Title
How activity correlations between neurons shape encoding and readout of sensory information
Bio
Stefano Panzeri received a Laurea in Physics from the University of Torino, and a PhD in Computational Neuroscience from SISSA, Trieste, Italy. He has held personal Research Fellowship awards in both theoretical physics and computational neuroscience, including an INFN junior Fellowship in Theoretical Physics at Turin University, an EU Marie Curie postdoctoral Fellowship at the University of Oxford, and an MRC Research Fellowship in Neuroinformatics at the University of Newcastle. He has held tenured Faculty positions as assistant, associate and full professor at the Universities of Manchester and Glasgow. He has been visiting scientist at the Max Planck Institute for Biological Cybernetics and at Harvard Medical School.

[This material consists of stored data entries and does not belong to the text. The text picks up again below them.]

PR #193, opened 2019-09-05
update LDL etree error handling

goulart-paul:
Adds more detailed informational messages when `QDLDL_etree` returns an error code.    This is for compatibility with https://github.com/oxfordcontrol/qdldl/pull/25.

Note that I have not yet updated the qdldl submodule target.   I will do so when we tag a v.0.1.4 release for QDLDL for the above fix.


imciner2:
@goulart-paul I just updated QDLDL to 0.1.4 and the builds are passing, is there anything else to do for this?

goulart-paul:
I think there is nothing else to do for this, but we will need to update the submodule in the next osqp to this new version.

PR #198, opened 2019-09-11
Namespaces fix

goulart-paul:
Previously #72.

### DIFF
--- a/.gitignore
+++ b/.gitignore
@@ -69,6 +69,7 @@ docs/doxygen_out
 .ycm_extra_conf.py
 *.swo
 *.vscode/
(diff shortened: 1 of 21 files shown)


imciner2:
@mlubin @bstellato are the changes from this PR still needed?

bstellato:
I think we already fixed it for most of the API functions that could conflict with other software.

imciner2:
I'll close this PR then. If there are any other namespace issues, we can open a new PR against the more recent code.

mlubin:
I'm not aware of any current conflicts, but it's a good general practice to prefix all exported symbols consistently.

PR #201, opened 2019-09-11
WIP: cmake reconfiguration

goulart-paul:
Rewrite of the cmake build files to allow for future modularity.


imciner2:
> Getting QDLDL via cmake rather than via a submodule will break the osqp-r R interface, since the R people require that the OSQP package be buildable without cmake. On systems without cmake we use a conventional `Makefile`.

Won't this refactor break that flow anyway? I thought the plan was to reduce the amount of conditional compilation by using CMake to add the needed files to the target (so then the platform code is determined by CMake at configure time). So doing that would almost certainly cause other issues in the OSQP-R interface build process.

goulart-paul:
> > Getting QDLDL via cmake rather than via a submodule will break the osqp-r R interface, since the R people require that the OSQP package be buildable without cmake. On systems without cmake we use a conventional `Makefile`.
> 
> Won't this refactor break that flow anyway? I thought the plan was to reduce the amount of conditional compilation by using CMake to add the needed files to the target (so then the platform code is determined by CMake at configure time). So doing that would almost certainly cause other issues in the OSQP-R interface build process.

Yes, a refactor of our source files will break the `make` based build system for osqp-r that doesn't use `cmake`.    I assume that that just means that we will need to manually specify the combination of source files that should be used when building osqp for R, i.e. roughly what already happens with the R Makefile, just with a different list of sources.

Dropping QDLDL as a submodule is a different thing, because it means that the source files won't be there at all.   I suppose we could try to clone QDLDL manually from within the R makefile as a workaround.

imciner2:
> > > Getting QDLDL via cmake rather than via a submodule will break the osqp-r R interface, since the R people require that the OSQP package be buildable without cmake. On systems without cmake we use a conventional `Makefile`.
> > 
> > 
> > Won't this refactor break that flow anyway? I thought the plan was to reduce the amount of conditional compilation by using CMake to add the needed files to the target (so then the platform code is determined by CMake at configure time). So doing that would almost certainly cause other issues in the OSQP-R interface build process.
> 
> Yes, a refactor of our source files will break the `make` based build system for osqp-r that doesn't use `cmake`. I assume that that just means that we will need to manually specify the combination of source files that should be used when building osqp for R, i.e. roughly what already happens with the R Makefile, just with a different list of sources.
> 
> Dropping QDLDL as a submodule is a different thing, because it means that the source files won't be there at all. I suppose we could try to clone QDLDL manually from within the R makefile as a workaround.

Do any other build platforms forbid the use of CMake?

My main point with this is that the Makefile for this is also going to become more complex since we will have to figure out the platform and act accordingly. This almost seems like it needs a simple autoconf script to generate a makefile, but I haven't written one before.

I personally seem to have a love/hate relationship with submodules. There are cases where I like them, but there are others where I don't. In this case I am not a fan of having a submodule because in the interfaces it then means we have submodules inside submodules (which can be a pain to deal with when you need to update something or checkout the repository without a recursive clone). Perhaps @bstellato can weigh in on this.

goulart-paul:
> Do any other build platforms forbid the use of CMake?

Not that I know of.

> 
> My main point with this is that the Makefile for this is also going to become more complex since we will have to figure out the platform and act accordingly. This almost seems like it needs a simple autoconf script to generate a makefile, but I haven't written one before.

The Makefile we use for R assumes a unix-like platform and the `osqp-r` repo just comes with a pre-made `configure.h` file, i.e. we don't autogenerate anything from `configure.h.in` and just use a best guess at a reasonable configuration for R.   The R build process will use `cmake` if exists anyway, so the makefile is  mostly a mechanism for satisfying the CRAN policy of building able to build on all of their test systems.

It think it's possible to specify that cmake must exist as a system requirement in the R package, but I don't think they like that.

> 
> I personally seem to have a love/hate relationship with submodules. There are cases where I like them, but there are others where I don't. In this case I am not a fan of having a submodule because in the interfaces it then means we have submodules inside submodules (which can be a pain to deal with when you need to update something or checkout the repository without a recursive clone). Perhaps @bstellato can weigh in on this.

The R interface is a PITA, so I think we should just do whatever makes the most sense for the other interfaces.    Something can be worked out for the R interface whatever we decide, and I strongly prefer we just do what makes sense for the core code and other interfaces.

imciner2:
So, I figured out a way we can make the cmake source fetching work that should hopefully work on the R servers (I hope). I have made it so you can specify a CMake variable `QDLDL_REPO_DIR` which points to a location on the computer that has an existing copy of the qdldl repository. Then it will use that version instead of going and downloading it during the cmake configuration.

Additionally, I have made it so we can specify the qdldl versions/repos to use through the variables `QDLDL_GIT_REPO` and `QDLDL_GIT_TAG`.

imciner2:
Closing because this has effectively been merged into the `develop-1.0` branch already, and so any improvements are best made starting from there directly instead of trying to keep this branch alive.

PR #204, opened 2019-09-16
Implements an indirect linear solver based on MKL

goulart-paul:


imciner2:
There is now an MKL CG solver merged into the develop-1.0 branch based on this work. I am going to go ahead and close this PR.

He served as Coordinator of the Center for Neuroscience and Cognitive Systems of IIT. He also served as Deputy Chair of the UK Medical Research Council Panel for fellowships in Bioinformatics and Neuroinformatics. He currently directs the Department of Neural Information Processing at UKE, Hamburg.
Abstract
The collective activity of a population of neurons is critical for many brain functions. A fundamental question is how activity correlations between neurons affect how neural populations process information. We present a theory, built on the analyses of simultaneous recordings of activity of populations on neurons either in sensory or posterior parietal cortical areas, of how such correlations serve multiple functions performed by neural populations, including shaping the encoding of information in population codes, generating codes across multiple timescales, and facilitating information transmission to and readout by downstream brain areas to guide behavior. Here, we review this theory and we further present ideas on how to combine large-scale simultaneous recordings of neural populations, computational models, analyses of behavior, optogenetics, and anatomy to unravel how the structure of correlations might be optimized to serve multiple functions.